Democrats Mull Fundamental Changes In Wake Of Election Day Losses
ABC World News Tonight reported, "This election has shaken the Democratic Party to its core." In the wake of John Kerry's lose of the presidential race and their loss of seats in the House and Senate, Democrats are puzzling over their failures and examining their options. The Wall Street Journal reports in a front page story that "influential party insiders are mobilizing a debate that's likely to center on a few difficult questions: Should the Democrats seek national success by moving to the left, as many party faithful demand? Or should they shift rightward, which is where the election suggests the country is? And will their leader be a liberal, such as former Vermont Gov. Howard Dean or Sen. Hillary Clinton, or the more centrist Sen. John Edwards or some fresh face from Congress or the ranks of Democratic governors?" The Washington Post reports that many Democratic leaders "focused on the need to re-engage their party with church-going and rural constituencies they acknowledge ignoring in the past." A "quickly emerging consensus yesterday across the Democrats' ideological spectrum" was "that they 'have to take the time to understand the concerns of rural families and Christian families,' as Clinton White House chief of staff Leon E. Panetta put it." Columnist Al Hunt writes in the Wall Street Journal (11/4), "Conversations yesterday suggested despondency among Democrats unequaled in contemporary times. This seems true of much of the rank and file as well as political elites."
Hillary Clinton Seen As Democrats' Top 2008 Prospect.

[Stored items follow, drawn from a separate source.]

PR #227, opened 2018-10-25
REPO-3876: Fix Remote User Mapper

eknizat:
* Set timeout to the http client used by keycloak to retrieve a public key
* Ensure that the user mapper does not throw exceptions
* IdentityServiceRemoteUserMapper should not attempt basic authentication

### DIFF
--- a/src/main/java/org/alfresco/repo/security/authentication/identityservice/IdentityServiceDeploymentFactoryBean.java
+++ b/src/main/java/org/alfresco/repo/security/authentication/identityservice/IdentityServiceDeploymentFactoryBean.java
@@ -56,14 +56,22 @@ public class IdentityServiceDeploymentFactoryBean implements FactoryBean<Keycloa
     {
         KeycloakDeployment deployment = KeycloakDeploymentBuilder.build(this.identityServiceConfig);
 
-        // Set client with custom timeout values. This can be removed if the future versions of Keycloak accept timeout values through the config.
-        int connectionTimeout = identityServiceConfig.getClientConnectionTimeout();
-        int socketTimeout = identityServiceConfig.getClientSocketTimeout();
-        HttpClient client = new HttpClientBuilder()
-                .establishConnectionTimeout(connectionTimeout, TimeUnit.MILLISECONDS)
-                .socketTimeout(socketTimeout, TimeUnit.MILLISECONDS)
-                .build(this.identityServiceConfig);
-        deployment.setClient(client);
+        // Set client with custom timeout values if client was created. This can be removed if the future versions of Keycloak accept timeout values through the config.
+        if (deployment.getClient() != null)
+        {
+            int connectionTimeout = identityServiceConfig.getClientConnectionTimeout();
+            int socketTimeout = identityServiceConfig.getClientSocketTimeout();
+            HttpClient client = new HttpClientBuilder()
+                    .establishConnectionTimeout(connectionTimeout, TimeUnit.MILLISECONDS)
+                    .socketTimeout(socketTimeout, TimeUnit.MILLISECONDS)
+                    .build(this.identityServiceConfig);
+            deployment.setClient(client);
+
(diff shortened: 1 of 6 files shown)


src/main/java/org/alfresco/repo/security/authentication/identityservice/IdentityServiceRemoteUserMapper.java
```diff
@@ -179,28 +187,10 @@ private String extractUserFromHeader(HttpServletRequest request)
         }
         else
         {
-            // if bearer token failed, try basic auth, if enabled
-            if (this.keycloakDeployment.isEnableBasicAuth())
+            // Basic auth in IdentityServiceRemoteUserMapper was removed as part of https://issues.alfresco.com/jira/browse/REPO-3876
```
skopf: Not sure if we need this comment

src/main/java/org/alfresco/repo/security/authentication/identityservice/IdentityServiceDeploymentFactoryBean.java
```diff
@@ -51,7 +55,14 @@ public void setIdentityServiceConfig(IdentityServiceConfig config)
     public KeycloakDeployment getObject() throws Exception
     {
         KeycloakDeployment deployment = KeycloakDeploymentBuilder.build(this.identityServiceConfig);
-        
+
+        // Set client with custom timeout values. This can be removed if the future versions of Keycloak accept timeout values through the config.
+        HttpClient client = new HttpClientBuilder()
+                .establishConnectionTimeout(2, TimeUnit.SECONDS)
+                .socketTimeout(2, TimeUnit.SECONDS)
```
skopf: 1. Are there other timeouts as well? What if we could establish the connection real quick and the TCP connection is stable, but the other end simply does not respond? There should be another timeout on the HTTP level
2. Not sure if there are situations where we need to increase this timeout. perhaps we should read these values from prop files in the end. Just to have a possibility for support to increase them in some edge case scenarios

src/test/resources/alfresco-global.properties
```diff
@@ -43,4 +43,6 @@ identity-service.enable-pkce=true
 identity-service.ignore-oauth-query-parameter=true
 identity-service.credentials.secret=11111
 identity-service.credentials.provider=secret
+identity-service.client-socket-timeout=1000
```
killerboot: Please add a comment about the units, milliseconds in this case.

src/test/java/org/alfresco/repo/security/authentication/identityservice/IdentityServiceRemoteUserMapperTest.java
```diff
@@ -85,24 +85,24 @@
...
-    private IdentityServiceConfig identityServiceConfig;
-
-    /* (non-Javadoc)
-     * @see junit.framework.TestCase#setUp()
-     */
-    @Override
-    protected void setUp() throws Exception
+    private IdentityServiceConfig identityServiceConfig;
+
+    /* (non-Javadoc)
```
killerboot: We don't need such JavaDocs any more, do we?

src/test/java/org/alfresco/repo/security/authentication/identityservice/IdentityServiceRemoteUserMapperTest.java
```diff
@@ -113,19 +113,19 @@ protected void setUp() throws Exception
...
-    protected void tearDown() throws Exception
-    {
-        childApplicationContextManager.destroy();
-        childApplicationContextManager = null;
-        childApplicationContextFactory = null;
-    }
+                    getApplicationContext().getBean(CONFIG_BEAN_NAME);
+    }
+    
+    /* (non-Javadoc)
```
killerboot: Odd JavaDoc...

With John Kerry's defeat, the New York Times reports Hillary Rodham Clinton is "the top prospect for the presidential nomination in 2008." Democrats "in and out of Washington are mentioning Mrs. Clinton, the junior senator from New York, as the leading contender for the party's nomination in 2008, citing her immense popularity among Democrats, her fund-raising prowess and her formidable political operation, which was employed, unsuccessfully, in the Kerry presidential bid." Other "potential Democratic stars" include Gov. Bill Richardson, Gov. Tom Vilsack, and John Edwards. The Wall Street Journal editorial page, which has had harsh words for Mrs. Clinton in the past, editorialized, "Democrats may also take the lesson that a political strategy which invites Americans to share in their contempt for the President's intelligence, moral values and religious beliefs basically, the Al Gore sighing technique writ large is not a winner." The "person on whom the task of moral normalization may fall is Hillary Rodham Clinton, now the most prominent Democrat in the Senate and arguably the party's front-runner for President in 2008."
Columnist Says Gore Is Democrats' Best Hope. Washington Post columnist Richard Cohen says "the perfect Democratic presidential candidate" is "someone from the South or the border states, since John Kerry lost virtually the entire region on Tuesday, and someone who is comfortable talking the language of religion and values, since John Kerry was not, and someone whose wife is identified with conventional values, and, last, someone who took a very early position against the war in Iraq, which John Kerry did not. Such a person already exists and, as luck would have it, has a name: Al Gore."